Sir Richard Timothy Hunt, FRS FMedSci FRSE MAE (born 19 February 1943) is a British biochemist and molecular physiologist. He was awarded the 2001 Nobel Prize in Physiology or Medicine with Paul Nurse and Leland H. Hartwell for their discoveries of protein molecules that control the division of cells. While studying fertilized sea urchin eggs in the early 1980s, Hunt discovered cyclin, a protein that cyclically aggregates and is depleted during cell division cycles.
Early life and education

Hunt was born on 19 February 1943 in Neston, Cheshire.At the age of eight, Hunt was accepted into the Dragon School, where he first developed an interest in biology thanks to his science teacher, the German educator Gerd Sommerhoff. When he was fourteen, he moved to Magdalen College School, Oxford, becoming even more interested in science and studying subjects such as chemistry and zoology.

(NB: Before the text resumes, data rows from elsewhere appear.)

PR #3448, opened 2023-10-30
Forked a subset of JAX configuration APIs

superbobry:
These APIs are internal to JAX and should not be used by other projects for managing their configuration.

### DIFF
--- a/docs/api_reference/flax.config.rst
+++ b/docs/api_reference/flax.config.rst
@@ -4,4 +4,5 @@ flax.config package
 
 .. automodule:: flax.configurations
     :members:
-    :exclude-members: temp_flip_flag
+    :undoc-members:
+    :exclude-members: FlagHolder, bool_flag, temp_flip_flag, static_bool_env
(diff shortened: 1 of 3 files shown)


IvyZX:
Thanks for working on it! 

1. We only have bool flags now, but with this setup, does adding non-bool flags just requires forking a few more lines?

2. Since we no longer rely on an existing framework, can we have a simple unit test for this? To make sure the runtime update works, and that the flag value will not reset after re-importing the `configuration.py`. Thank you!

superbobry:
Thanks for having a look, Ivy! 

1. Yes, adding support for new flag types should be easy. E.g. here is how `int_flag` could look
 
    ```python
    def int_flag(name: str, default: bool, help: str) -> FlagHolder[int]:
      name = name.lower()
      if default_env := os.getenv(name.upper()):
        try:
          default = int(default_env)
        except ValueError:
          raise ValueError(f'Invalid value "{default_env}" for flag {name}')
      config._add_option(name, default)
      fh = FlagHolder[int](name, help)
      setattr(Config, name, property(lambda _: fh.value, doc=help))
      return fh
    ```
2. Will add a test, sure!

IvyZX (approved):

PR #3461, opened 2023-11-04
Add user-friendly module copy method.

levskaya:
This provides a version of the `Module.clone()` method with simpler arguments and better defaults for allowing copying of modules and the use of existing modules as "templates".  By default `copy` resets `parent` and `name` attributes of the given module, but effectively performs a deep copy of everything "inside".


cgarciae (approved):
looks good!

PR #3463, opened 2023-11-06
Add simple argument-only lifted nn.grad function.

levskaya:
This function only peforms a lifted value-and-grad operation with respect to the arguments of a function, and does not try to calculate gradients with respect to any variables.  This mirrors the behavior of the haiku grad function, and also easily works in the multi-scope setting (external modules passed in) while avoiding the complexities associated with that case for a more general vjp.

### DIFF
--- a/flax/linen/transforms.py
+++ b/flax/linen/transforms.py
@@ -1055,7 +1055,8 @@ def vjp(
   vjp_variables: lift.CollectionFilter = 'params',
   variables: lift.CollectionFilter = True,
   rngs: lift.PRNGSequenceFilter = True,
-) -> Tuple[Any, Any]:
+  multi_scope: bool = False,
+):
   """A lifted version of ``jax.vjp``.
 
   See ``jax.vjp`` for the unlifted vector-Jacobiam product (backward gradient).
@@ -1105,7 +1106,8 @@ def vjp(
     variables: other variables collections that are available inside `fn` but
       do not receive a cotangent.
     rngs: the prngs that are available inside `fn`.
-
+    multi_scope: for Modules containing multiple scopes from outside modules passed in,
+      allow for variable gradients to be returned for multiple scopes instead of erroring.
   Returns:
     If ``has_aux`` is ``False``, returns a ``(primals_out, vjpfun)`` pair, where
     ``primals_out`` is ``fn(*primals)``.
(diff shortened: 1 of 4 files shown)


flax/linen/transforms.py
```diff
@@ -1130,6 +1132,95 @@ def __call__(self, x, y):
...
+    If ``has_aux`` is ``False``, returns a ``primals_out, grads`` pair, where
+    ``primals_out`` is ``fn(*primals)``.  ``grads`` are the gradients for the
+    corresponding primals and do not include the gradients for module variables.
+    If ``has_aux`` is ``True``, returns a
+    ``(primals_out, aux), grads`` tuple where ``aux`` is the auxiliary data
+    returned by ``fn``.
+  """
+
+  @functools.wraps(fn)
+  def grad_fn(mdl, *primals):
```
cgarciae, line 1198: why do we create `grad_fn` and immediately use it below?

flax/linen/transforms.py
```diff
@@ -1130,6 +1132,95 @@ def __call__(self, x, y):
...
+def grad(
+  fn: Callable[..., Any],
+  mdl: Module,
+  *primals,
+  has_aux: bool = False,
+  reduce_axes=(),
+  variables: lift.CollectionFilter = True,
+  rngs: lift.PRNGSequenceFilter = True,
+):
+  """A limited, lifted equivalent of ``jax.value_and_grad``.
```
cgarciae, line 1144: Should we call this `value_and_grad` then for consistency with `jax` APIs?

flax/linen/transforms.py
```diff
@@ -1130,6 +1132,95 @@ def __call__(self, x, y):
...
+      reduce_axes=reduce_axes,
+      vjp_variables=False,
+      variables=variables,
+      rngs=rngs,
+      multi_scope=True,
+    )
+
+    if has_aux:
+      out, vjp_fun, aux = vjp_partial()
+      _, *argument_grads = vjp_fun(jax.numpy.ones_like(out))
```
cgarciae, line 1214: Don't we get an additional dimension compared to `grad` here? Maybe we need to `squeeze` the additional dim?

levskaya: huh? I don't think so?  why would it add dimensions?  you can double-check the tests

flax/linen/transforms.py
levskaya: this is how the "direct" vjp/jvp transforms work - they directly call the function.

levskaya: oh lol, I see what you mean - it's completely pointless here, yeah I'll fix it.

cgarciae (approved):

Issue #4426, opened 2024-12-10
NNX WeightNorm


rbflx:
Is there an NNX implementation of the [WeightNorm](https://flax-linen.readthedocs.io/en/latest/api_reference/flax.linen/layers.html#flax.linen.WeightNorm) module as used in Linen? I can't seem to find it in the [normalization layers](https://flax.readthedocs.io/en/latest/api_reference/flax.nnx/nn/normalization.html) implemented in NNX.

I'm in the process of writing a new model in NNX which would require them.

cgarciae:
We don't have a `WeightNorm` implementation yet in NNX. It should be very easy to implement using `nnx.state` + `nnx.statelib.map` + `nnx.update`. Contributions welcomed.

prakashkagitha:
Is it okay if I take a shot at this implementation? I see that NNX doesn't have InstanceNorm and SpectralNorm from Linen as well.

mattbahr:
@cgarciae I see the old implementation of `WeightNorm` from Linen here: https://flax-linen.readthedocs.io/en/latest/_modules/flax/linen/normalization.html#WeightNorm

Are you suggesting that there's a better way using `nnx.state`, `nnx.statelib.map`, and `nnx.update`?

mattbahr:
I have a branch where I've added the `InstanceNorm` and `SpectralNorm` implementations to NNX. @cgarciae do you think it would be worth opening a PR for these?

AshwinSankar17:
Any updates on this? @mattbahr have you tried to use the weight norm implementation here?

PR #4568, opened 2025-02-24
[nnx] Add NNX WeightNorm.

nilq:
# What does this PR do?

This PR addresses #4426 by implementing an NNX WeightNorm class. This brings the requested normalization class to the NNX library – implemented to be consistent with the corresponding module in Linen.

## Checklist
- [x] This change is discussed in #4426.


flax/nnx/nn/normalization.py
```diff
@@ -835,4 +853,144 @@ def __call__(self, x, *, mask: tp.Optional[jax.Array] = None):
...
+    Returns:
+      Output of the layer using l2-normalized weights.
+    """
+    state = nnx.state(self.layer_instance)
+
+    def apply_weightnorm(path, var_state):
+      path_str = '/'.join(str(k) for k in path)
+
+      if self.variable_filter:
+        for variable_name in self.variable_filter:
```
cgarciae, line 950: We should use the same Filter supported by `nnx.filterlib` which are a bit more general and used thought the library.

cgarciae:
To resolve the pytest issues you will have to add some deprecation warning to the list here:
https://github.com/google/flax/blob/6af8fcb0bfac1eb078bdf5ba41a3899a71dcaf81/pyproject.toml#L188

If this is not from your PR we can fix it in `main` first.

nilq:
@cgarciae Just a friendly ping – in case this might have drowned. 🙂

HyperBlaze456:
Hello, I think the variable filter is not correctly working?
The code does not apply them to extract only the required variables to be normalized, and there is only case where no variable filter is passed.

samanklesaria:
Hi @nilq - we'd like to finally land this PR on top of all the recent changes to nnx! We just merged support for SpectralNorm (#4623), and your WeightNorm code is quite similar. Do you think it might be possible to factor out some of the shared functionality?

samanklesaria:
Closed by #5043

PR #4584, opened 2025-02-27
Util to let bridge module work with NNX submodules

IvyZX:
* Add `current_module` to track the current parent
* Add `wrap_nnx_module` to automate RNG distribution into pure-NNX territory, and to avoid buffer allocation

### DIFF
--- a/flax/nnx/bridge/module.py
+++ b/flax/nnx/bridge/module.py
@@ -106,6 +106,25 @@ def _bind_module(parent: Module, module: Module) -> Module:
   return module
 
 
+def current_context() -> ModuleStackEntry | None:
+  return MODULE_CONTEXT.module_stack[-1]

In 1961, he was accepted into Clare College, Cambridge to study Natural Sciences, graduating in 1964 and immediately beginning work in the university Department of Biochemistry under Asher Korner. Following his PhD, Hunt returned to New York to work with London, in collaboration with Nechama Kosower, her husband Edward Kosower, and Ellie Ehrenfeld. While there, they discovered that tiny amounts of glutathione inhibited protein synthesis in reticulocytes and that tiny amounts of RNA killed the synthesis altogether. After returning to Cambridge, he again began work with Tony Hunter and Richard Jackson, who had discovered the RNA strand used to start haemoglobin synthesis. After 3–4 years, the team discovered at least two other chemicals acting as inhibitors.